As an update to the concern raised by @kcc regarding platform-specific differences, the primary reason why we store two values (tid + thread_t) on Darwin and only one (tid) on linux is performance. We could remove platform-specific headers as well as the ifdef's if we only stored the tid on darwin as well, but that would require conversion between tid and thread_t in several cases (reading register state, etc). This is a relatively expensive conversion (requires a syscall), so we prefer to do the conversion only once and store the result, even though this does introduce some differences between the platforms.
I think that the current implementation, which uses platform-specific headers (but no system headers), and no ifdefs is a reasonable compromise. With this change: D31774, it could actually become even more straightforward, although platform-specific headers would still be required to store the thread_t. However, if we'd prefer to store only the tid on Darwin as well, and accept the cost of the conversion to thread_t each time it's required, I can upload a patch to do that.
Should we commit and merge with D31774 first?
lib/sanitizer_common/sanitizer_stoptheworld.h | ||
---|---|---|
30 ↗ | (On Diff #93538) | const SuspendedThreadInfo& GetThread |
39 ↗ | (On Diff #93538) | I think we should stick to Contains(SuspendedThreadID thread_id), it's semantics is to check whether the thread info for the given thread id is already appended to the list, not that the list contains the same info. Maybe even rename it to ContainsTid. |
You can probably feel free to add yourself as a reviewer to that diff, I assume it may not have been merged since we weren't sure whether it's a solution we want for this patch.
This breaks compilation of asan for windows unless we define a dummy struct there as well
Sorry for the push back, but the sanitizer_stoptheworld_win.h makes things really ugly.

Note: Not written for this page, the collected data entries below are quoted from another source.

PR #6276, opened 2018-03-14
Remove a cast from std.process

wilzbach:


wilzbach:
>  I think we decided that if we want to at least make autodecoding nothrow, then we need to enforce that string types contain only valid UTF-8, as anything else is an error.

I thought that effort didn't go anywhere?
https://wiki.dlang.org/DIP76

> Actually, isn't this one of those places where we'd want to do preemptive UTF-8 validation before putting bytes in a string?

Hmm, do we do this somewhere else?

CyberShadow:
> Hmm, do we do this somewhere else?

Well, `readText` is the canonical example.

CyberShadow:
> I thought that effort didn't go anywhere?

Yeah, I don't think we decided we didn't want to do this, either... it seems to keep coming up from time to time, along with the general autodecoding discussions.

PR #5013, opened 2017-01-04
Fix 16191 - std/digest/digest.d should be renamed to package.d

wilzbach:
CC @schveiguy @jpf91 

From Bugzilla:

> The fully qualified name of the digest function template (https://dlang.org/phobos/std_digest_digest.html#digest) is std.digest.digest.digest. This is because std.digest is a package, with a module named digest in it, and the function digest inside that.

> I think it's reasonable to have std.digest.digest. Even though there's repetition, it's clear that the first digest is a module, the second is a function name. But there's no reason (especially with the advent of package.d) to have a std.digest.digest module.

I heard somewhere that `std/digest/digest` comes from a time where `package.d` wasn't supported yet.
The rename is a separate commit, s.t. git detects it correctly and can retain the history.

PR #6277, opened 2018-03-15
Remove the empty std.digest.digest site

wilzbach:
https://dlang.org/phobos/std_digest_digest.html

std.digest.digest was moved to std.digest in https://github.com/dlang/phobos/pull/5013

### DIFF
--- a/std/digest/digest.d
+++ b/std/digest/digest.d
@@ -2,20 +2,34 @@ module std.digest.digest;
 
 import _newDigest = std.digest;
 
-// scheduled for deprecation in 2.077
-// See also: https://github.com/dlang/phobos/pull/5013#issuecomment-313987845
+// @@@DEPRECATED_2.084@@@
+deprecated("import std.digest instead of std.digest.digest. std.digest.digest will be removed in 2.084")
 alias isDigest = _newDigest.isDigest;
+deprecated("import std.digest instead of std.digest.digest. std.digest.digest will be removed in 2.084")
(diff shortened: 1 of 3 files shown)


wilzbach:
Oh it seems like the `deprecation` warnings have never been added. I also added this to this PR and opt-ed for 2.084 as it already has been part of the changelog in 2.076 and the documentation hasn't been existent since 2.076.

https://github.com/dlang/phobos/pull/5013
https://dlang.org/changelog/2.076.0.html#std-digest-package

std/digest/digest.d
```diff
@@ -2,20 +2,34 @@ module std.digest.digest;
 
 import _newDigest = std.digest;
 
-// scheduled for deprecation in 2.077
-// See also: https://github.com/dlang/phobos/pull/5013#issuecomment-313987845
+// @@@DEPRECATED_2.084@@@
+deprecated("std.digest.digest is deprecated. Please use std.digest. Removal in 2.084. Removal in 2.084")
```
JackStouffer: You repeated the removal time.

Can we use a sentence that helps the user by explicitly telling them what to do? Like this

```d
deprecated("import std.digest instead of std.digest.digest. std.digest.digest will be removed in 2.084")
```

wilzbach: > Can we use a sentence that helps the user by explicitly telling them what to do? Like this

Good idea. Done.

PR #6280, opened 2018-03-15
Reduce size of slow testcase in std.algorithm.setops

FeepingCreature:
This test takes an unfeasibly large amount of time to run. (I've never managed to run it to completion.)

The only reason why it appears to pass is that it completes instantly, because canFind never evaluates the Cartesian range at all due to DMD bug #12486. When I fixed it in DMD PR https://github.com/dlang/dmd/pull/8013, the test started timing out.

By the way, how do I get reviewers for that DMD PR?

### DIFF
--- a/std/algorithm/setops.d
+++ b/std/algorithm/setops.d
@@ -504,7 +504,7 @@ if (!allSatisfy!(isForwardRange, R1, R2, RR) ||
 
     assert(canFind(N4, tuple(1, 2, 3, 4)));
     assert(canFind(N4, tuple(4, 3, 2, 1)));
-    assert(canFind(N4, tuple(10, 31, 7, 12)));
+    assert(canFind(N4, tuple(10, 3, 7, 2)));
 }
 
 // Issue 9878


std/algorithm/setops.d
```diff
@@ -504,7 +504,7 @@ if (!allSatisfy!(isForwardRange, R1, R2, RR) ||
 
     assert(canFind(N4, tuple(1, 2, 3, 4)));
     assert(canFind(N4, tuple(4, 3, 2, 1)));
-    assert(canFind(N4, tuple(10, 31, 7, 12)));
+    assert(canFind(N4, tuple(10, 3, 7, 2)));
```
n8sh: Even better could that line be removed outright? Does it cover anything not already tested by
```d
assert(canFind(N4, tuple(1, 2, 3, 4)));
assert(canFind(N4, tuple(4, 3, 2, 1)));
```
?

FeepingCreature: I guess "larger numbers than 1 in every dimension"?

quickfur:
Though, BTW, a more fundamental problem here is how variadic `cartesianProduct` is implemented. The current implementation for infinite ranges causes an exponential number of template expansions, which will quickly cause system RAM to run out as the number of arguments grow. There ought to be a way of implementing it such that it's less template-heavy.

PR #6278, opened 2018-03-15
posix.mak: module-specific -dip25/1000 for someModule.test and unitte…

carblue:
st rules

Somehow I managed to screw my git push-connection to closed PR https://github.com/dlang/phobos/pull/6195
So here it is again, updated.

This PR is not expected to be merged, possibly wrong to merge unchanged (I don't know; and it's useful temporarily only anyway).
"I'm not aware of the complete picture of the build process and all the consequences of such a phobos.posix.mak in CI: It may perhaps prevent merging a legitimate fix in one file because it touches yet non(-dip1000/-unit-)tested code of another phobos module, now failing due to -dip1000. "

It's main purpose is to document the state/infos/progress of -dip1000 compilable phobos and preferrably to be used locally by anybody interested. I will refer to this posix.mak in my "fix -dip1000 compilable" PRs.

It includes a global associative array 'aa' with module-specific (key) and value for -dip25/1000, according to how master's modules are compilable, updated regularly acc. progress.
Thus it's also the TODO-list for the "few" remaining -dip25 only compilable modules.
Members with write access can write into carblue:dip1000_3; I'll pay attention not to overwrite when pushing updates.
WIP_carblue will be my mark what I'm working on.
If there is a champion who wants to contribute for a difficult issue: It's the std.stdio. write family of functions, that needs fixing, currently triggering errors from several modules:
Just set -dip1000 for the aa[module] and go down to the rabbit hole.
I do these tests, each with -dip1000 and -dip25 as well (because it may happen to work for -dip1000, but not for -dip25 any more):
make -j6 -f posix.mak publictests     and the next 2 ones

aa is included in 2 rules for unittesting/compiling, currently; suitable as is for Linux (at least):

make     -f posix.mak path/to/someModule.test    e.g. make -f posix.mak std/uni.test
make -j6 -f posix.mak unittest

I preferred associative array aa entries in the "modulename-notation" (e.g. aa[std.array]) instead of OS-dependant "pathname-notation" (didn't recall whether windows can cope with forward-slashes).
But this only defers the issue to the call-site (I use Linux, i.e. /): $(aa[$(subst /,.,$(basename $<))])

Used currently in 2 rules, e.g.
%.test : %.d $(LIB)
T=mktemp -d /tmp/.dmd-run-test.XXXXXX &&
(
[...]

PR #6281, opened 2018-03-15
Work On Issue 18172 - add scope to pointers in getopt to allow @safe

JackStouffer:


std/getopt.d
```diff
@@ -459,6 +459,19 @@ GetoptResult getopt(T...)(ref string[] args, T opts)
     }
 }
 
+version(DIP1000)
```
JackStouffer: I'm not sure how we want to handle DIP1000 regressions, but we need a way to ensure things stay `@safe`

std/getopt.d
```diff
@@ -700,7 +713,16 @@ private void getoptImpl(T...)(ref string[] args, ref configuration cfg,
         else
         {
             // it's an option string
-            auto option = to!string(opts[0]);
+            static if (is(typeof(opts[0]) == string))
+            {
+                // allocate a new string so as to remove the
+                // scope restriction
+                string option = "" ~ opts[0];
```
JackStouffer: this is due to the fact that `to!(string)(string)` acts as a pass through.

klickverbot: .idup?

std/getopt.d
wilzbach: By https://github.com/dlang/phobos/pull/6278 and thus gradually enabling -dip1000?

JackStouffer: But this `unittest` needs to be annotated with `@safe` when `-dip1000` is passed and `@system` when it's not to prevent any DIP1000 regressions. #6278 Doesn't have a mechanism for that.

wilzbach: Argh fair enough - there still might be issues as long as `-deps` compiles all unittests of its dependencies :/
Anyhow, for the time being #6278 (or similar could set `DIP1000` by hand).

std/getopt.d
```diff
@@ -700,7 +713,16 @@ private void getoptImpl(T...)(ref string[] args, ref configuration cfg,
         else
         {
             // it's an option string
-            auto option = to!string(opts[0]);
+            static if (is(typeof(opts[0]) == string))
+            {
+                // allocate a new string so as to remove the
+                // scope restriction
```
wilzbach: That really sucks. Safety shouldn't result in a performance overhead :/
Especially because in this case
- `getoptImpl` doesn't store anything, but modifies `configuration` and `rslt`
- it's a GC allocated string

wilzbach:
Here's an idea how to programmatically detect `-dip1000`:

```d
void main()
{

    enum isDIP1000 = __traits(compiles, (){
        void foo() @safe {
            int x;
            int* p;
            p = &x;
        }
    });
    pragma(msg, isDIP1000);
}
```

normal: https://run.dlang.io/is/MWDG8p
-dip1000: https://run.dlang.io/is/dKU7Mk

Of course that could be fancier. 

(based on the recent forum thread: https://forum.dlang.org/post/ayemvxctmpqqsokbmqeb@forum.dlang.org)

JackStouffer:
If people want to tackle the DIP1000 returning a struct issue, I'd be glad to see their solution. Until then, I'm closing this as this isn't going to go anywhere.

PR #6282, opened 2018-03-15
Add error message for static assert in bitmanip.d

crimaniak:
Static assert, checking the number of bits for a field with the type
bool, did not have an error message.


std/bitmanip.d
```diff
@@ -107,7 +107,7 @@ private template createAccessors(
 
         static if (is(T == bool))
         {
-            static assert(len == 1);
+            static assert(len == 1, "'"~name~"' definition problem: type 'bool' is allowed only for single-bit fields");
```
JackStouffer: spaces around `~`

crimaniak: fixed, but in fact, this file has complete anarchy.

wilzbach: Yes we try to gradually create consistency whenever it comes up. Though there's the idea of using dfmt to format the git diff automatically.

wilzbach:
So we use backticks since a while for colorized output. So it would be great to use them here as well instead of the normal single quotes. Also don't forget to squash everything into one commit (though we could do that for you if you run into problems)

Thanks.

JackStouffer:
Backticks work for static assert? I thought it was only for DMD's messages?

crimaniak:
Sorry guys, I can not find the documentation. Where can I read, how and in what messages do the backticks work?

wilzbach:
I don't know of any documentation documenting this :/
However, it does work:

https://run.dlang.io/is/AM3P5i

crimaniak:
About squashing: I read some documentation but I never did it before, only local before any push, so this time it will better if you just use merge with squashing.

wilzbach:
So I squashed everything for you and split the message in two lines as it was over 120 chars (the reason for the CircleCI failure).

crimaniak:
Thanks for fixing my commit and message text! (I am not native English speaker).

JackStouffer:
I think that’s true for half of the D contributors :)

wilzbach:
... even for myself ;-)

PR #6286, opened 2018-03-16
Push deprecation of std.exception.enforceEx

wilzbach:
In https://github.com/dlang/phobos/pull/6086 we prepared `enforce` to be a super set of `enforceEx` and thus allow a deprecation of it.

See also: https://dlang.org/changelog/2.079.0.html#std-exception-enforce

> However, if enforce can't fully replace enforceEx, then it needs to stick around for at least one more release so that we can have a release where enforce can fully replace enforceEx.

This has happened, so we finally can start the deprecation rodeo.

The targetted deprecation version is 2.084 as it's marked as a legacy symbol in the docs for quite a while now.

### DIFF
--- a/std/exception.d
+++ b/std/exception.d
@@ -636,16 +636,14 @@ T errnoEnforce(T, string file = __FILE__, size_t line = __LINE__)
     return value;
 }
 
-// @@@DEPRECATED_2.084@@@
+// @@@DEPRECATED_2.089@@@
 /++
-    $(RED Deprecated. Please use $(LREF enforce) instead. This function will be removed 2.084.)
+    $(RED Deprecated. Please use $(LREF enforce) instead. This function will be removed 2.089.)
 
     If $(D !value) is $(D false), $(D value) is returned. Otherwise,
     $(D new E(msg, file, line)) is thrown. Or if $(D E) doesn't take a message
     and can be constructed with $(D new E(file, line)), then
     $(D new E(file, line)) will be thrown.
-
-    This is legacy name, it is recommended to use $(D enforce!E) instead.
 
     Example:
     --------------------
@@ -654,7 +652,7 @@ T errnoEnforce(T, string file = __FILE__, size_t line = __LINE__)
     enforceEx!DataCorruptionException(line.length);
     --------------------
  +/
-//deprecated("Please use enforce instead")
+deprecated("Use `enforce`. `enforceEx` will be removed with 2.089.")
 template enforceEx(E : Throwable)
 if (is(typeof(new E("", string.init, size_t.init))))
 {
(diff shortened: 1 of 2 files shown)


CyberShadow:
What does `errnoEnforce` have to do with #6086, or anything? Do you mean `enforceEx`?

changelog/std-exception-errnoEnforce.dd
```diff
@@ -0,0 +1,20 @@
...
+With 2.079 $(REF enforce, std,exception) became a complete super set of
+$(REF errnoEnforce, std,exception)
+
+$(H3 Corrective action)
+
+Replace:
+
+---
+import std.exception : errnoEnforce;
+errnoEnforce(enforce(errno != EINVAL, "Invalid environment variable name: '" ~ name ~ "'");
```
CyberShadow: Not sure what you meant here but this is not valid code.

changelog/std-exception-errnoEnforce.dd
```diff
@@ -0,0 +1,20 @@
...
+---
+
+with:
+
+---
+import std.exception : enforce;
+enforce(enforce(errno != EINVAL, "Invalid environment variable name: '" ~ name ~ "'");
```
CyberShadow: Ditto

std/mmfile.d
```diff
@@ -124,7 +124,7 @@ class MmFile
 
         // Adjust size
         stat_t statbuf = void;
-        errnoEnforce(fstat(fd, &statbuf) == 0);
+        enforce(fstat(fd, &statbuf) == 0);
```
CyberShadow: All of these changes are bogus.

`errnoEnforce` is useful in that it catches `errno` and prints a useful error message depending on its value.

wilzbach:
> errnoEnforce is useful in that it catches errno and prints a useful error message depending on its value.

Well `alias errnoEnforce = enforce!ErrnoException` (see https://github.com/dlang/phobos/pull/6289), but you are right I mixed things up  (sorry - I should really go to bed earlier) and this PR should only be about triggering the overdue deprecation of `enforceEx`.

We could deprecate `errnoEnforce`  as well, but that's a different discussion (-> https://github.com/dlang/phobos/pull/6289).

std/exception.d
```diff
@@ -645,16 +645,14 @@ T errnoEnforce(T, string file = __FILE__, size_t line = __LINE__)
...
-
     Example:
     --------------------
     auto f = enforceEx!FileMissingException(fopen("data.txt"));
     auto line = readln(f);
     enforceEx!DataCorruptionException(line.length);
     --------------------
  +/
-//deprecated("Please use enforce instead")
+deprecated("Use `enforce`. `enforceEx` will be removed with 2.084.")
```
JackStouffer: this should be 2.089 if we follow https://github.com/dlang/DIPs/pull/108

wilzbach:
> this should be 2.089 if we follow dlang/DIPs#108

Urgh that's very long, but it will be even longer if this doesn't get merged, so I changed the version ...

wilzbach:
The deprecation has already been approved in #6086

Now it feels like the entire SuspendedThreadsList implementation need to go into *_linux and *_mac specific files, leaving only the interface in sanitizer_stoptheworld.h:
class SuspendedThreadsList {
public:
virtual uptr GetThreadCount() const = 0; virtual SuspendedThreadID GetThreadID(uptr index) const = 0; virtual uptr RegisterCount() = 0; virtual PtraceRegistersStatus GetRegistersAndSP(uptr index, uptr *buffer, uptr *sp) const = 0;
};
The actual implementation SuspendedThreadsListLinux/Mac is free to store whatever it needs. Does it look cleaner?
Yeah, I was growing pretty dissatisfied with the current state as well - I like the abstract class idea. However, it will mean we need a windows implementation. The stoptheworld header is included by lsan_common, which is included by asan, even when lsan is disabled. I could write a dummy implementation for windows, with CHECK(0 && "not implemented") in all the functions, if that seems acceptable.
Split out platform-specific implementations of suspended threads list
Turns out windows isn't needed for compilation.
Yes, CHECK(0 && "not implemented") makes much more sense to the reader than dummy tid struct, it means exactly what it looks like, the functionality is not implemented.
It turns out that even the CHECK() isn't necessary for compilation on windows (I checked that asan+windows builds with this patch). Presumably if someone attempts to actually use stoptheworld on Windows, they'll hit a build error from the abstract class being unimplemented. I think this is exactly what we'd want (and even better than a CHECK).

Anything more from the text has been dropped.